>>>

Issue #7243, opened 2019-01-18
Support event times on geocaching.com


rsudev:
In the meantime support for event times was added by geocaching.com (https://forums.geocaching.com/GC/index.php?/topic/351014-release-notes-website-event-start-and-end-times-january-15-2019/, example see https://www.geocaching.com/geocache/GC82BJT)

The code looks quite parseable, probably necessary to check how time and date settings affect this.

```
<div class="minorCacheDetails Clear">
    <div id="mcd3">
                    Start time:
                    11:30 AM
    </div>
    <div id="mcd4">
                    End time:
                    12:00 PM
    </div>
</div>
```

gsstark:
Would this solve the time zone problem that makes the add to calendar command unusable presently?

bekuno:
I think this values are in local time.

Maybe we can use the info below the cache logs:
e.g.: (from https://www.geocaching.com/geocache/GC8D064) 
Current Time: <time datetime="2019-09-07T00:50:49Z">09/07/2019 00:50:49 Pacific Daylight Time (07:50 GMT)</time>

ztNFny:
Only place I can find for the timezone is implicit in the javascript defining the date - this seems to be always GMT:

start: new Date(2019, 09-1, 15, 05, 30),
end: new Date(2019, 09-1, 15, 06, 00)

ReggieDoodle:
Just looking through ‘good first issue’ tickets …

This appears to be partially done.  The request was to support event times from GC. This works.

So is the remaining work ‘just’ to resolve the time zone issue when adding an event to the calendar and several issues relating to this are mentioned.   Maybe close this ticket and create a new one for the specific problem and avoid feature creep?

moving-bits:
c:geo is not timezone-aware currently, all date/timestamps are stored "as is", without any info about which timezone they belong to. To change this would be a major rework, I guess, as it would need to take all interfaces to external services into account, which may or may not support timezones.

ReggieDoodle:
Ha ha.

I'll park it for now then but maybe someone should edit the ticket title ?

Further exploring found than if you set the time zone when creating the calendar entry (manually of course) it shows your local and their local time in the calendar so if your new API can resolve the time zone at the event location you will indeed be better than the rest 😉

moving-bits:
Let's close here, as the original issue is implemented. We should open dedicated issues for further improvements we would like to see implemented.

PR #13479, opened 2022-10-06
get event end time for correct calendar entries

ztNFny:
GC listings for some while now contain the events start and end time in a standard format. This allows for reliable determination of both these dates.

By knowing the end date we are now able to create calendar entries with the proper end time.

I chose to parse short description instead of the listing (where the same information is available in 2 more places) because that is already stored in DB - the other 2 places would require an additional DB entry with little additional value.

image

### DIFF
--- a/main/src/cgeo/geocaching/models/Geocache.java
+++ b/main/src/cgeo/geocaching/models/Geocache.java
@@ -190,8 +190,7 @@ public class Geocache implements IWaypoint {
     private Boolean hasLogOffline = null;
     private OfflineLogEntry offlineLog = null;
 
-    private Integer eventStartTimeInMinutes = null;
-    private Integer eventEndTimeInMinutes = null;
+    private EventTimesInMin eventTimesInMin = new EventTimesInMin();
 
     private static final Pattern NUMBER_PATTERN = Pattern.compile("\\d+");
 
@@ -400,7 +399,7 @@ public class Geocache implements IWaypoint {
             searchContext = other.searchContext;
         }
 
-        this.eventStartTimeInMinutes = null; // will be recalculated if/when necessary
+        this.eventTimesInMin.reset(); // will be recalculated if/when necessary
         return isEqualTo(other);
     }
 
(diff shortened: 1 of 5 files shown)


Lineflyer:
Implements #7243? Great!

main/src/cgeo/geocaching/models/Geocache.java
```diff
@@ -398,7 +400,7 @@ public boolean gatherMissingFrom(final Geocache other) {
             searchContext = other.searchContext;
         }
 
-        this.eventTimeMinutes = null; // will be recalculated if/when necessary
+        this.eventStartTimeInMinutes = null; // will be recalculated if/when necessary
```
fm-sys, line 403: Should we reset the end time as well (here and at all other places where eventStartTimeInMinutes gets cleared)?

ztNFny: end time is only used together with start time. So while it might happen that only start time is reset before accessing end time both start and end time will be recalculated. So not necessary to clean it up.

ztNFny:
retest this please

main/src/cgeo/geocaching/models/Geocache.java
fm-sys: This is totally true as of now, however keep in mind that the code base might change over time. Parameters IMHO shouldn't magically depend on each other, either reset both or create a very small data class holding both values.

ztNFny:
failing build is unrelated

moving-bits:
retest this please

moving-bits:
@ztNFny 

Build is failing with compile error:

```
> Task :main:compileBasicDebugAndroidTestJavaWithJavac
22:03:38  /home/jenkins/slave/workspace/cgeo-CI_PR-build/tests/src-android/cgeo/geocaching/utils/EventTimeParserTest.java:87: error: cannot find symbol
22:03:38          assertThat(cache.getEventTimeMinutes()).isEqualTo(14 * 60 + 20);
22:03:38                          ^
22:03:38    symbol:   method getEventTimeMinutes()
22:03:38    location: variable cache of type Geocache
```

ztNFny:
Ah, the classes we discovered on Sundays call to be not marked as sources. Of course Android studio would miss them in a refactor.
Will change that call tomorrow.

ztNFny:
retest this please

<<<

(TASK GOAL) Please print exactly the lines of the entries above, beginning with the line that contains "Ah, the classes" and ending with the last line.

(WRITTEN SOLUTION)
Ah, the classes we discovered on Sundays call to be not marked as sources. Of course Android studio would miss them in a refactor.
Will change that call tomorrow.

ztNFny:
retest this please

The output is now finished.